Value-in-use is the net present value (NPV) of a cash flow or other benefits that an asset generates for a specific owner under a specific use.

In the U.S., it is generally estimated at a use which is less than highest-and-best use, and therefore it is generally lower than market value.

When a particular user enjoys special benefits, such as extraordinary financing, agglomeration benefits, or grandfathered zoning, then the value may be higher than market value, and the value is considered to be an investment value.

==International Valuation Standards==
The 2007 edition of International Valuation Standards (IVS 2007) re-states the International Financial Reporting Standards definition of 'value-in-use', which would allow for either a higher value than market value or a lower value than market value:

Value in Use The present value of the future cash flows expected to be derived from an asset or a cash-generating unit.

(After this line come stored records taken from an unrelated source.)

PR #1143, opened 2021-09-30
[FIX] partner_multi_relation: Avoid access error on Relations button

tobiaszehntner:
In Odoo v14, ir.actions.act_window have only access rights for admin while a user had read access in previous versions. Odoo provides now a function (`_for_xml_id`) that returns the action read with sudo.

To reproduce: As standard user that has a relation, click on the "Relations" magic button on the contact form. Without this fix it throws an access error:
```
You are not allowed to access 'Action Window' (ir.actions.act_window) records.
This operation is allowed for the following groups:
	- Administration/Settings
```

### DIFF
--- a/partner_multi_relation/models/res_partner.py
+++ b/partner_multi_relation/models/res_partner.py
@@ -187,9 +187,9 @@ class ResPartner(models.Model):
                     ("other_partner_id", "=", contact.id),
                 ]
             )
-            action = self.env.ref(
+            action = self.env["ir.actions.act_window"]._for_xml_id(
                 "partner_multi_relation.action_res_partner_relation_all"
-            ).read()[0]
+            )
             action["domain"] = [("id", "in", relation_ids.ids)]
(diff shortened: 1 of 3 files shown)


theangryangel:
Thanks @tobiaszehntner, I was literally going to make the same PR this afternoon <3

Tested and LGTM.

NL66278 (approved):
:+1: LGTM

NL66278:
@tobiaszehntner If you can add a simple test, calling action_view_relations() on the model, we can get rid of the coverage message. If you do this with a user that is not admin, we will have a valid test for this functionality...

tobiaszehntner:
@theangryangel @NL66278 thank you for the speedy response, that was smooth! 👌

NL66278:
Thanks for your contribution. On the last run I noticed that buildout had failed for no reason and with no logging - something that has surprised me before. As the fix was quite clear, I decided to merge right away.

PR #1144, opened 2021-09-30
Disable sms on Fax-fields

bertstomphorst:
Fax-numbers are not used for SMS, so showing the sms-button ahead of it is a bit confusing for end-users.


HaraldPanten:
Hi @bertstomphorst you should check pre-commit. 👍

bertstomphorst:
Hi @HaraldPanten thanx, I just did, and committed a pretty-print change. Not really sure if this is what's expected?

bertstomphorst:
I give up, for me it's totally unclear why pre-commit fails on pretty-print-task.

PR #1148, opened 2021-10-08
[14.0][MIG] partner_deduplicate_filter: Migration to 14.0

victoralmau:
Migration to 14.0

Please @pedrobaeza and @joao-p-marques, can you review it?

@Tecnativa TT30292


rousseldenis:
@victoralmau Could you check tests?

partner_tier_validation/hooks.py
```diff
@@ -0,0 +1,15 @@
+# Copyright 2021 Tecnativa - Víctor Martínez
+# License AGPL-3.0 or later (https://www.gnu.org/licenses/agpl.html).
+
+from odoo import SUPERUSER_ID
+from odoo.api import Environment
+from odoo.tools import config
+
+
+def post_init_hook(cr, pool):
+    if not config["test_enable"]:
```
pedrobaeza, line 13: Explain why are we doing this.

pedrobaeza (commented):
First line commit message should be very short, and then explain in detail on the rest of the lines.

https://www.odoo.com/documentation/15.0/developer/misc/other/guidelines.html#commit-message-structure

Example for here:

```
[FIX] partner_tier_validation: Defer rule activation for compatibility

Having this rule activated by default in tests environments makes other tests to fail due to the additional constraint not expected by them, so what we are doing is:

- Having the rule deactivated by default.
- On a post-init hook, we activate it only if we are not in a test environment.
- On own modules tests, we activate it as well

TT...
```

pedrobaeza:
I see that you don't put the TT as well on the migration commit.

victoralmau:
Changes done.

pedrobaeza (approved):

joao-p-marques (approved):

PR #1150, opened 2021-10-12
[14.0][FIX] base_location: address field sync zip_id

ivantodorovich:
`_address_fields` are used by `update_address` [^1], which is in turn called by `_fields_sync` and `_children_sync`.

This mechanism is in charge of synchronizing parent/children address fields for contacts of type == "contact", as they don't really have an address of their own. They simply copy the address of their parent.

Without this fix, not only the zip_id is not sync'ed, but also in some cases an exception may be raised by `_check_zip_id`, due to only some fields being sync'ed but not all, creating inconsistencies between zip_id and other address fields.

[^1]: https://github.com/odoo/odoo/blob/20648ef21/odoo/addons/base/models/res_partner.py#L429

### DIFF
--- a/base_location/tests/test_base_location.py
+++ b/base_location/tests/test_base_location.py
@@ -204,6 +204,29 @@ class TestBaseLocation(common.SavepointCase):
         self.company._onchange_state_id()
         self.assertEqual(self.company.country_id, self.company.state_id.country_id)
 
+    def test_partner_address_field_sync(self):
+        """Test that zip_id is correctly synced with parent of contact addresses"""
+        parent = self.env["res.partner"].create(
+            {
+                "name": "ACME Inc.",
+                "is_company": True,
+                "street": "123 Fake St.",
+                "city": "Springfield",
+                "state_id": self.barcelona.state_id.id,
+                "country_id": self.barcelona.country_id.id,
+                "zip_id": self.barcelona.id,
+            }
+        )
+        contact = self.env["res.partner"].create(
+            {
+                "name": "John Doe",
+                "type": "contact",
+                "parent_id": parent.id,
+            }
+        )
+        parent.zip_id = self.lausanne
+        self.assertEqual(contact.zip_id, self.lausanne, "Contact should be synced")
+
     def test_display_name(self):
         """Test if the display_name is stored and computed properly"""
         self.assertEqual(
--- a/base_location/models/res_partner.py
+++ b/base_location/models/res_partner.py
@@ -146,3 +146,7 @@ class ResPartner(models.Model):
         for node in doc.xpath("//field[@name='zip_id']"):
             node.attrib["domain"] = self._zip_id_domain()
         return etree.tostring(doc, encoding="unicode")
+
+    @api.model
+    def _address_fields(self):
+        return super()._address_fields() + ["zip_id"]


simahawk (approved):

base_location/tests/test_base_location.py
```diff
@@ -204,6 +204,14 @@ def test_company_onchange_state(self):
         self.company._onchange_state_id()
         self.assertEqual(self.company.country_id, self.company.state_id.country_id)
 
+    def test_partner_address_field_sync(self):
+        """Test that zip_id is correctly synced with parent of contact addresses"""
+        partner = self.env.ref("base.res_partner_address_1")
```
pedrobaeza: Don't use demo data in tests.

base_location/tests/test_base_location.py
```diff
@@ -204,6 +204,14 @@ def test_company_onchange_state(self):
...
+        parent = partner.parent_id
+        self.assertEqual(partner.type, "contact")
```
pedrobaeza: You shouldn't test features outside the module, and this is also needed because of using demo data.

pedrobaeza (changes requested):

base_location/tests/test_base_location.py
simahawk: There's nothing wrong w/ using demo data in tests unless you expect this data to be "fragile" (eg: can be trashed).
PRO: you don't create any other record (better for perf)
CON: test might be broken (but in this case is unlikely)

base_location/tests/test_base_location.py
simahawk: I don't think he's testing anything here. Such statements can be used simply to ensure that the state of an obj is what you expect and let the test fail if the original record changed. See above for the pro and con.

base_location/tests/test_base_location.py
ivantodorovich: ☝️ we gotta save the penguins

pedrobaeza: Yes, they are constantly broken through versions, and make tests fail without being a real problem on the module when you migrate such module. If Odoo has finally removed this burden, please don't introduce it again here, at least on the modules I maintain.

base_location/tests/test_base_location.py
pedrobaeza: Any assert must be for testing module features. Requiring this for ensuring previous data state is a consequence of using demo data or not preparing correctly your test data. Please go for the other approach.

pedrobaeza: Look a direct problem I have found for asserting things that are not of the module itself:

https://github.com/OCA/l10n-spain/commit/a205e3f80148d871c9544b1106553d5e304c9d20#diff-3b8f173a5205124604ea5cef331b3e906af2e0a743921c59dd5d78a63ed3ca5cL95

This was re-testing things of the main module (because it's the expected thing), and when this main module changes due to OCA/bank-payment#860, then it breaks without being a problem of this module.

ivantodorovich:
@pedrobaeza tests updated

base_location/tests/test_base_location.py
```diff
@@ -204,6 +204,29 @@ def test_company_onchange_state(self):
...
+        """Test that zip_id is correctly synced with parent of contact addresses"""
+        parent = self.env["res.partner"].create(
+            {
+                "name": "ACME Inc.",
+                "is_company": True,
+                "street": "123 Fake St.",
+                "city": "Springfield",
+                "state_id": self.barcelona.state_id.id,
+                "country_id": self.barcelona.country_id.id,
+                "zip_id": self.barcelona.id,
```
pedrobaeza, line 217: I think all of these fields are not needed to be filled for the purpose of the test, but I don't want to annoy you more.

pedrobaeza (approved):

base_location/tests/test_base_location.py
simahawk: Don't get me wrong: I do think tests' data should be independent. In this simple cases IMO you can ignore this.
Anyway, as you are the maintainer you have the right to ask/advise for such changes.
Thanks for pointing this out and providing references :wink:

pedrobaeza: Yeah, but what you think it can be simple, it can go complicated depending on what Odoo decides to do. It's not the first time Odoo changes contact demo data, and as the names are simply numbered references, on next version `base.res_partner_address_1` is a contact with no parent and the test blows away. The cost of creating the 2 records in this case is very low IMO. I would doubt for another more complex data, but in the end, my experience having to repair tests (even in the middle of the version) due to the demo data says that it always compensates.

PR #1151, opened 2021-10-14
[14.0][FIX] base_location: security - all users should be able to read

ivantodorovich:
For some reason, this access was removed during the migration to 12.0 (67baf9196).
But this security is perfectly valid and aligned to Odoo core's security for `res.city`[^1].

Without this, you might get bitten while trying to implement website features that
require reading or setting partner's zip_id, for example.

[^1]: https://github.com/odoo/odoo/blob/f5a5d9616/addons/base_address_city/security/ir.model.access.csv


pedrobaeza:
Although core is that way, don't you think is better to limit at least to internal users?

ivantodorovich:
> Although core is that way, don't you think is better to limit at least to internal users?

Well.. it's not sensible data, and core is like this for `res.country.group`, `res.country`, `res.country.state`, `res.city`.. I think it's good to be consistent here, as that's what you'd expect ~as a developer~ IMO.

Also in our use case we really need public access, not only internal users, as you would for website features

pedrobaeza (approved):
OK

simahawk (approved):

PR #1159, opened 2021-10-29
[11.0][FIX] partner_tag_smart_assignation: invalid constrains.

NL66278:
@constrains does not support dotted field names.


NL66278:
If no body objects I will merge the first week of november, because the patch is quite straightforward, and this is causing PR's for 11.0 to get a red cross....

ecino (approved):

PR #1160, opened 2021-10-30
[14.0] Add module partner_email_duplicate_warn

alexis-via:
I love these warning banners: they are a great tool to fight duplicates while avoiding to completely block the creation of a new partner in case another partner has the same email.
partner_warn_banner


partner_email_duplicate_warn/models/res_partner.py
```diff
@@ -0,0 +1,48 @@
...
+                partner_id = partner._origin.id
+                if partner_id:
+                    domain += [
+                        ("id", "!=", partner_id),
+                        "!",
+                        ("id", "child_of", partner_id),
+                        "!",
+                        ("id", "parent_of", partner_id),
+                    ]
+                search_partners = self.with_context(active_test=False).search(domain)
```
sebastienbeau, line 40: Maybe I am wrong but in the search_partners result all email will match and will have a value ?
if yes why not just using 

```
self.with_context(active_test=False).search(domain, limit=1)
```

mourad-ehm: Thus 
`partner.same_email_partner_id = self.with_context(active_test=False).search(domain, limit=1)`  ?

acalmett (approved):
Used in production, no code review

partner_email_duplicate_warn/models/res_partner.py
rousseldenis: Same remark as in #1161

alexis-via: When you think about it, you have to take into account the fact that you can have a space before and/or after the email in the 'email' field in the DB, because Odoo doesn't auto-strip char fields upon write(). That's why your proposal with a simple self.with_context(active_test=False).search(domain, limit=1) doesn't work. The '%' char in the domain matches any character and I'm not aware of any special char in the domain that would match only spaces (I would be very useful BTW).
Imagine you have 2 partners with emails :
1) '<space>alexis@via.fr'
2) 'alexis@via.fr.com'
With the code you propose, Odoo would show the duplicate warning. With my code, it won't show the duplicate warning.

alexis-via:
@sebastienbeau @mourad-ehm @rousseldenis Are you ok with my explainations? If yes, could you approve the PR?

sebastienbeau (approved):
Lgtm code review

alexis-via:
Anybody around with the super-powers ?

PR #1161, opened 2021-10-30
[14.0] Add module partner_mobile_duplicate_warn

alexis-via:
Did I already say that I love these warning banners ?
partner_warn_banner


alexis-via:
I developed an equivalent module for email duplicates in https://github.com/OCA/partner-contact/pull/1160 The code is not exactly the same, because each field has its specifics (for example: I consider that several employees of the same company can share the same email, but they can't share the same mobile). Also, in the email field, the content is now always stripped ; for the Mobile field, with phone_validation, the content is always stripped.

mourad-ehm (approved):
Code review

As defined in IVS2, investment value is the valuation equivalent of the accountancy concept of value-in-use. Whereas IFRSs define the accountancy concepts of fair value and value-in-use in operational terms, IVSs define Market Value and Investment Value by way of generalised definitions.

==Use in impairment testing==

In financial reporting, value-in-use is used in impairment testing to estimate the recoverable amount of an asset or cash-generating unit. Under IAS 36, an asset is impaired when its carrying amount exceeds its recoverable amount, and recoverable amount is the higher of fair value less costs of disposal and value-in-use.

Value-in-use is based on the present value of the future cash flows expected to be derived from continuing use of the asset and from its disposal at the end of its useful life. The calculation generally uses management-approved cash-flow projections and a discount rate that reflects the time value of money and risks specific to the asset or cash-generating unit.